Die Tatsache, dass deine FPS bei aktivem Vsync nicht auf 30 FPS absacken, sobald 60 FPS nicht gehalten werden ist seit mindestens 15 Jahren Standard. Nvidia erzwingt seit ich denken kann schon immer Triple Buffering, wobei das die spiele eh schon von Haus aus machen. Den effekt, den du beschreibst hab ich vielleicht mal vor 5 Jahren in einem einzigen Spiel gesehen, seitdem nicht mehr.  Wie kommst du darauf, dass das so sein müsste? Irgendwo gelesen, oder selbst getestet?

Die Triple Buffering Option im Treiber ist übrigens nur für OpenGL Anwendungen gedacht und zeigt unter DirectX keinerlei Wirkung. Wie gesagt, lass einfach alles auf Standardeinstellung!
Und nein, das hat nichts damit zu tun, dass ich dir nicht zutrauen würde, sämtliche Optionen zu verstehen. Ich habe mich ewigkeiten mit den Settings befasst und kenne die Funktion eines jeden einzelnen Reglers bis ins Detail.
Aber es macht einfach keinen Sinn, Global irgend was an diesen Einstellungen zu ändern.

Man kann beim ein oder anderen Spiel mal Anisotrope Filterung erzwingen (was mit vorsicht zu genießen ist, da manche Texturen gerne mal überfiltert werden und dann flimmern), den HighQuality AF-Modus nutzen, Clamp erzwingen oder den Inputlag mit reduzieren der Prerendered Frames beeinflussen, aber keine einzige dieser Funktionen sollte dauerhaft aktiv sein. Hier etwas zu ändern macht nur dann Sinn, wenn das Spiel nicht so arbeitet, wie man es sich wünscht.


EDIT: Du kennst das mit dem Absacken der FPS auf 30 von Far Cry 4? 
Okay, in dem Spiel gibt es aber zwei verschiedene Vsync Modi, die man ingame wählen kann. Man kann entweder TripleBuffering nutzen, oder DoubleBuffering erzwingen. Bei dir ist wohl letzteres aktiv.
Leider ist die beschreibung ingame nicht wirklich verständlich.


----------



## amer_der_erste (21. März 2017)

*AW: Nvidia Treibereinstellungen wählen | kurze Ruckler  festgestellt*

Okay ich werde heute den Treiber mit DDU entfernen und dann den vorletzten [GR Wildlands] GameReady Treiber installieren.


----------



## amer_der_erste (28. März 2017)

*AW: Nvidia Treibereinstellungen optimal wählen | G-Sync*

Was sind die _richtigen_ Settings damit G-Sync optimal läuft?

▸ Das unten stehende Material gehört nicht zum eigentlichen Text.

PR #1167, opened 2024-04-30
Shade Guava to avoid conflicts with ksp plugins

erikkerber:
We have a KSP plugin locally that uses Guava, and would conflict at class load time.

I'm not 100% sure if this rule is the best rule, but experimentally `com.google.common.base.*` and `com.google.*` both broke other parts of the build process.

### DIFF
--- a/src/main/kotlin/shade.jarjar
+++ b/src/main/kotlin/shade.jarjar
@@ -1,1 +1,2 @@
 rule dagger.** io.bazel.kotlin.builder.dagger.@1
+rule com.google.common.** io.bazel.kotlin.builder.guava.@1


Bencodes:
This should be resolved by https://github.com/bazelbuild/rules_kotlin/pull/1139

erikkerber:
It does not unfortunately. This jarjar rule on top of that change still does fix the build on our side though.

EdbertChan:
Linking https://github.com/bazelbuild/rules_kotlin/issues/1138 since the primary issue I was running into was that Dagger is picking up the Guava classes packed with KotlinCompiler.jar

restingbull:
I'm somewhat inclined to suggest you shade the KSP plugin that uses Guava, tbh.

I suspect the correct answer is that _everyone_ shades guava.

restingbull (approved):

PR #1198, opened 2024-07-16
Update rules_java to 7.7.2

Bencodes:


restingbull:
This makes older bazel version testing painful.

Not sure what the right solution is.

restingbull (approved):

PR #1205, opened 2024-08-09
Update rules_android to 0.5.1

Bencodes:


examples/jetpack_compose/WORKSPACE
restingbull, line 1: Can you check if this works? It doesn't have the .bazelrc changes the others do.

restingbull (approved):

Bencodes:
Related https://github.com/bazelbuild/rules_jvm_external/pull/1215, might be worth while holding off on this PR a bit longer to sort out the `--experimental_google_legacy_api` situation, otherwise all `rules_kotlin` users will be forced to enable that flag.

Bencodes:
All of the native providers are being moved into Starlark which will unblock this PR https://github.com/bazelbuild/rules_android/commits/main/

ahumesky:
See https://github.com/bazelbuild/rules_android/issues/256 for updates on the provider Starlark migration

PR #1213, opened 2024-09-06
[toolchains] Add native.toolchain arguments to define_kt_toolchain

### LINKED ISSUE #1206: How do define multiple Toolchains?
I would like to be able to define and use multiple Kotlin toolchains in my project, which uses bzlmod. I would like to be able to have one toolchain with `strict_deps` and `unused_deps` and one without. 

This itself is a byproduct of how `jvm_test_suite` works. For convenience sake, since you have one shared set of test dependencies, the dependencies supplied to jvm_test_suite must consist of the common dependencies of all your tests. At the same time, some of those dependencies may also go unused (eg. test-coroutines may not be used in every test). 

The declaration of multiple toolchains itself is possible via the `define_kt_toolchain` macro, but the macro elides the `exec_compatible_with` and `target_compatible_with` attributes of `native.toolchain`, which is how I think I should select the appropriate toolchain. For whatever reason, the docs discourage users from directly defining Kotlin toolchains.

Is there another way to define and select among multiple toolchains that _is_ encouraged? If not, perhaps you have guidance on dealing with the test dependencies issue?

Thank you!

restingbull:
fixes #1206

### DIFF
--- a/scripts/generate_docs
+++ b/scripts/generate_docs
@@ -1,0 +1,5 @@
+#!/usr/bin/env bash
+
+bazel build //kotlin:stardoc || fail "docs did not generate"
+
+cp -f bazel-bin/kotlin/kotlin.md docs/ || fail "couldn't copy"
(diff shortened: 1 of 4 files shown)


scripts/generate_docs
```diff
@@ -0,0 +1,5 @@
+#!/usr/bin/env bash
+
+bazel build //kotlin:stardoc || fail "docs did not generate"
+
+cp -f bazel-bin/kotlin/kotlin.md docs/ || fail "couldn't copy"
```
Bencodes, line 5: Did you intend to include this in this PR?

Bencodes (approved):

scripts/generate_docs
restingbull: Yeah, makes it easier to update the docs.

& woran kann es liegen dass meine Maus mit G-Sync in _GR Wildlands_ / _Division_ sich sehr lagy "anfühlt" und ohne wieder sehr direkt?


----------



## Pedro89 (29. März 2017)

*AW: Nvidia Treibereinstellungen optimal wählen | G-Sync*



amer_der_erste schrieb:


> Was sind die _richtigen_ Settings damit G-Sync optimal läuft?
> 
> & woran kann es liegen dass meine Maus mit G-Sync in _GR Wildlands_ / _Division_ sich sehr lagy "anfühlt" und ohne wieder sehr direkt?

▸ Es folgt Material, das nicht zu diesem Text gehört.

PR #1215, opened 2024-09-12
Update released_rules_kotlin to 1.9.6

Bencodes:
Tracking the upstream releases of this.

### DIFF
--- a/MODULE.bazel
+++ b/MODULE.bazel
@@ -30,7 +30,6 @@ rules_kotlin_bootstrap_extensions = use_extension(
 )
 use_repo(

Das Problem hab ich auch, bei deaktiviertem G-Sync ist alles gut. 
Jemand eine Lösung, oder den Grund dafür parat?


----------



## amer_der_erste (12. April 2017)

*AW: Nvidia Treibereinstellungen optimal wählen | G-Sync*



Pedro89 schrieb:


> Das Problem hab ich auch, bei deaktiviertem G-Sync ist alles gut.
> Jemand eine Lösung, oder den Grund dafür parat?



Keiner eine Idee?


----------